== EXERCISE GOAL ==
Your answer should be an exact copy of the lines from the start of the entries to the line containing "fwbrasil, line 42: The", both included.

== EXCERPTED DATA ==

++++++++++

PR #843, opened 2024-11-13
[prelude] Parse: readAspect + spaced + readWhile + by-name parsers

fwbrasil:


kyo-prelude/shared/src/main/scala/kyo/Parse.scala
```diff
@@ -28,9 +37,9 @@ object Parse:
       * @return
       *   Parsed value if successful, drops the current parse branch if unsuccessful
       */
-    def read[A, S](f: Text => Maybe[(Text, A)] < S)(using Frame): A < (Parse & S) =
```
fwbrasil, line 31: I've removed the support for extra `S` effects in the read function since `Aspect` needs to know what effects will be used beforehand. It was also unused.

kyo-prelude/shared/src/main/scala/kyo/Parse.scala
```diff
@@ -28,9 +37,9 @@ object Parse:
...
+    def read[A](f: Text => Maybe[(Text, A)])(using Frame): A < Parse =
         Var.use[State] { state =>
-            f(state.remaining).map {
+            readAspect(state.remaining)(f).map {
```
fwbrasil, line 42: The aspect is applied only to the read function. It enables users to customize the reading behavior for an entire computation like in the new `Parse.spaced`.

kyo-prelude/shared/src/main/scala/kyo/Parse.scala
```diff
@@ -77,43 +120,162 @@ object Parse:
     def anyOf[A, S](seq: (A < (Parse & S))*)(using Frame): A < (Parse & S) =
         Choice.eval(seq)(identity)
 
+    private def firstOf[A: Flat, S](seq: Seq[() => A < (Parse & S)])(using Frame): A < (Parse & S) =
```
fwbrasil, line 123: I had issues in a parser I've been working on with recursion generating stack overflows. The issue isn't in the monadic execution but in wiring parsers with circular dependencies via methods that might short circuit execution like `firstOf`. I've updated the methods to take by-name computations instead and made the version taking `Seq` private since the usage isn't straightforward with thunks.

kyo-prelude/shared/src/main/scala/kyo/Parse.scala
```diff
@@ -122,90 +284,202 @@ object Parse:
...
-      * @param seq
-      *   Sequence of parsers to try - all parsers will be evaluated
-      * @param f
-      *   Selection function that receives pairs of successful parses (with their states) and decides which one to keep. Returns Maybe.empty
-      *   to skip both.
       * @return
-      *   The parse result selected by the selection function
+      *   Tuple containing all five parsed results in order. The parse branch is dropped if any parser fails
       */
-    def select[A: Flat, S, S2](seq: (A < (Parse & S))*)(f: ((State, A), (State, A)) => Maybe[(State, A)] < S2)(
```
fwbrasil, line 186: I've decided to remove `Parse.select`, `Parse.shortest`, and `Parse.longest`. I though I was going to need it but I won't. It's also possible to achieve the same behavior via `Parse.attempt`.

kyo-prelude/shared/src/main/scala/kyo/Parse.scala
```diff
@@ -499,41 +773,13 @@ object Parse:
...
-                if state2.position > state1.position then Maybe(next)
-                else Maybe(curr)
-        }
-
     /** Consumes whitespace characters
       *
       * @return
       *   Unit after consuming whitespace
       */
-    def whitespaces(using Frame): Unit < Parse =
```
fwbrasil, line 535: I had made a few methods return `Unit` so users wouldn't need to discard values manually. We're now discarding values in the APIs themselves like in `Parse.between` and `andThen` works even for non-`Unit` computations so it's more ergonomic to return values.

kyo-prelude/shared/src/main/scala/kyo/Parse.scala
```diff
@@ -588,15 +834,20 @@ object Parse:
...
+            else
+                Maybe.empty
+        }
 
     /** Consumes any single character
       *
       * @return
       *   The character consumed
       */
-    def anyChar(using Frame): Char < Parse =
```
fwbrasil, line 599: A few renamings so it's easier to find parsers via auto complete.

fwbrasil:
The build for Scala Native is failing with the same issue as https://github.com/getkyo/kyo/pull/839 because of the use of `Aspect` in `Parse`. I've moved `ParseTest` to JVM only as a workaround.

hearnadam (approved):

++++++++++

== ANSWER AREA ==
PR #843, opened 2024-11-13
[prelude] Parse: readAspect + spaced + readWhile + by-name parsers

fwbrasil:


kyo-prelude/shared/src/main/scala/kyo/Parse.scala
```diff
@@ -28,9 +37,9 @@ object Parse:
       * @return
       *   Parsed value if successful, drops the current parse branch if unsuccessful
       */
-    def read[A, S](f: Text => Maybe[(Text, A)] < S)(using Frame): A < (Parse & S) =
```
fwbrasil, line 31: I've removed the support for extra `S` effects in the read function since `Aspect` needs to know what effects will be used beforehand. It was also unused.

kyo-prelude/shared/src/main/scala/kyo/Parse.scala
```diff
@@ -28,9 +37,9 @@ object Parse:
...
+    def read[A](f: Text => Maybe[(Text, A)])(using Frame): A < Parse =
         Var.use[State] { state =>
-            f(state.remaining).map {
+            readAspect(state.remaining)(f).map {
```
fwbrasil, line 42: The aspect is applied only to the read function. It enables users to customize the reading behavior for an entire computation like in the new `Parse.spaced`.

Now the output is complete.